Shenmue 3 is not a game longed for this world. Revolutionary for its time, there are so many plot-centric, thoughtful games being released by independent developers these days that a Shenmue 3 would just be another one to add to the pile, albeit one with many more fans to inevitably disappoint when they realize that what makes Shenmue, well, Shenmue, simply wouldn't fly today.
Of course, Sega could take it in a completely different direction, but then it wouldn't really be Shenmue, would it?
This is the most difficult inclusion on this list. Both Super Mario Galaxy and Super Mario Galaxy 2 were fantastic, near-perfect platform games that instantly made their way to the upper echelon of Mario games (of which there have been many), rivaling the likes of Super Mario World, Super Mario Bros. 3 and Super Mario 64 for the place atop the throne.
With the Wii U slowly starting to make its way into more homes, there have been suggestions and murmurings that Super Mario Galaxy 3 would be the game to really push the console to the next level.

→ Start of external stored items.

PR #232, opened 2022-02-04
Move web registry integration test to web/

nickjalbert:
This ended up being pretty straightforward.  You can now run the integration test as part of the whole web test suite:

```bash
cd web/
./manage.py test
```

or on its own:

```bash
cd web/
./manage.py test registry.tests.test_integration.WebRegistryIntegrationTestCases
```

The last few statements in the test weren't passing before I ported it, so I assumed they were works-in-progress and commented them out.

Also, I converted the raw `assert` statements to use [`self.assertEqual`](https://docs.python.org/3.9/library/unittest.html#unittest.TestCase.assertEqual) which generates nicer error messages on fail.


andyk:
This is so cool! Thanks for figuring this out :D

andyk (commented):
LGTM. Surprisingly straightforward!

But, selfishly, I'd rather see Nintendo continue to explore new territory than revisit their previous successes.
Super Mario 3D World is an incredibly underrated entry into main Mario series, and in many ways betters the Galaxy series, even if it isn't as groundbreaking in terms of level design or as innovative conceptually. Nintendo still has the creative power to take Mario in new directions, and while I'd be the first in line to pick up Super Mario Galaxy 3, I'd still rather see them continue to originate rather than rest on their laurels.

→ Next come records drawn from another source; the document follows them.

PR #234, opened 2022-02-04
Fixes the comments missed in #227 (except for broken Acme agent)

andyk:
I missed 15 code review comments from @nickjalbert in #227. So this PR fixes them.

PR #236, opened 2022-02-05
Fix broken model saving/loading via mlflow in acme agents (fix #233)

### LINKED ISSUE #233: Unexpected run structure when running Acme DQN agent
Copied from PR 227 Review (in a comment hidden by the dumb GH comment accordion), confirmed this happens to me in master:

I'm running into some sort of issue with acme_dqn agent (probably both the acme agents?).  Repro:

```bash
cd example_agents/acme_dqn
rm -rf mlruns/
agentos run agent --param-file parameters.yaml --entry-point learn
```

I get the following (unexpected) run structure:

Screenshot 2022-02-03 134247

In the learning child run, I see metrics and parameters but no artifacts.  In the free floating run, I see the model artifact but no metrics and parameters.  Probably something with the way we terminate and clean up the run?

Additionally, when I then run:

```bash
agentos run agent --param-file parameters.yaml --entry-point evaluate
```

It says it cannot find the saved model from training.

andyk:
This Fixes #233. Update the dqn (and r2d2) agent to successfully load and save to tensorflow, using MLflow as the mechanism for communication between runs.

This is based onto top of #234

### DIFF
--- a/agentos/agent_run.py
+++ b/agentos/agent_run.py
@@ -194,7 +194,7 @@ class AgentRun(Run):
     def end(
         self,
         status: str = RunStatus.to_string(RunStatus.FINISHED),
-        print_results: bool = False,
+        print_results: bool = True,
     ) -> None:
         super().end(status)
         self.log_run_metrics()
--- a/example_agents/acme_r2d2/network.py
+++ b/example_agents/acme_r2d2/network.py
@@ -6,11 +6,13 @@ class R2D2Network:
     def __init__(self):
         self.rnn = BasicRNN(self.environment)
 
-    def restore(self):
-        self.AcmeRun.restore_tensorflow("rnn", self.rnn)
+    def save(self, run=None):
+        # This attribute is set up by AgentOS
+        self.TFModelSaver.save("rnn", self.rnn, run=run)
 
-    def save(self):
-        self.AcmeRun.save_tensorflow("rnn", self.rnn)
+    def restore(self):
+        # This attribute is set up by AgentOS
+        self.TFModelSaver.restore("rnn", self.rnn)
 
 
 # BasicRNN, taken from r2d2 test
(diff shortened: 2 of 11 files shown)


andyk:
@nickjalbert I think this is ready for you to check out. Tests are passing and for me, on Linux, the acme agents seem to be saving and loading checkpoints to/from mlflow as expected.

agentos/agent_run.py
```diff
@@ -192,11 +192,14 @@ def add_episode_data(self, steps: int, reward: float):
         )
 
     def end(
-        self, status: str = RunStatus.to_string(RunStatus.FINISHED)
+        self,
+        status: str = RunStatus.to_string(RunStatus.FINISHED),
+        print_results: bool = False,
```
nickjalbert, line 197: Maybe this should default to `True` so we still get the little console printout when we run the acme agents?

example_agents/acme_r2d2/network.py
```diff
@@ -6,11 +6,13 @@ class R2D2Network:
     def __init__(self):
         self.rnn = BasicRNN(self.environment)
 
-    def restore(self):
-        self.AcmeRun.restore_tensorflow("rnn", self.rnn)
+    def save(self, run=None):
```
nickjalbert, line 9: This appears to not-quite-work for acme_r2d2 because you need to pass the run when you call `save()` (in agent.py and trainer.py) for the model to actually be logged in the run so it can be restored in a later run.  Seems to work once I pass the run!

nickjalbert (changes requested):
LGTM once you pass the run into the save method for acme_r2d2 (see comment); feel free to merge after!

Also, the diff is still weirdly broken on github (showing things already in master).  Hopefully this doesn't mess up the review comments.  Everything looks okay in my local repo when I diff andyk/fix_233 with master, so I suspect the merge will be fine.

example_agents/acme_r2d2/network.py
andyk: Fixed.

agentos/agent_run.py
andyk: Done.

PR #252, opened 2022-02-16
Doc revision: intro and quickstart

nickjalbert:
I decided to get this docs revision party started, so I took a pass over the intro and the quickstart.  I think we should extend the quickstart example to include some pushing and pulling of components; any thoughts on what that script should look like?

Feel free to request change from me OR to just push commits directly to this PR.

As a refresher, to build and view the docs:

```bash
python scripts/build_docs.py
open agentos/docs/0.1.0-alpha/index.html
```


andyk:
AWESOME! Shipped it :D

If Banjo-Threeie were to have been released back when Rare wasn't missing mostly all of its original talent, then there is no doubt in my mind that it could have been just as good as its predecessors.
However, since the release of Banjo-Tooie back in 2000, the company has gone through a series of transformations until eventually becoming Microsoft's go-to developer of underwhelming Kinect games and "consultants" for the newly reinvigorated Killer Instinct series.
If Banjo-Threeie were to ever be released these days, it seems more than likely that it would feature little of the spark of the original games and further sully the name of the iconic franchise in the minds of fans of the once beloved series.
Banjo-Kazooie: Nuts & Bolts already did a great deal of damage - I don't think Banjo fans can take much more.
For me at least, the New Super Mario Bros. series represented a laziness in Nintendo I hadn't seen up until that point.
While you could argue that the New Super Mario Bros. series was good for business, give that Nintendo were churning them out at a rate they'd never before managed to accomplish with any of their other series, it also gave us two of the weakest Mario games created by the developer in the form of New Super Mario Bros. U and New Super Mario Bros. 2.
Thankfully, Nintendo has put the series to rest for a while on both its home console and handhelds. I hope it stays that way.
Yes, Pokemon Snap 2 would work well with the Wii U's touchscreen GamePad. At this point everyone has made note of this. But should they bring out a sequel? Absolutely not.
Like Battletoads and Crash Bandicoot, Pokemon Snap is yet another game that has become oddly revered as the years have gone past, seemingly due to how much of an oddity it was, or perhaps because of how popular the Pokemon anime and trading cards were.
If those who begged for a Pokemon Snap 2 were to actually return to the original game, I highly doubt they'd be so enthusiastic to see a sequel. Trundling around on a linear path taking snapshots of creatures bouncing around? How did that concept ever make it to development?
But it did and, for some reason, people loved it. I highly doubt they'd have the same feelings towards a Pokemon Snap 2, though.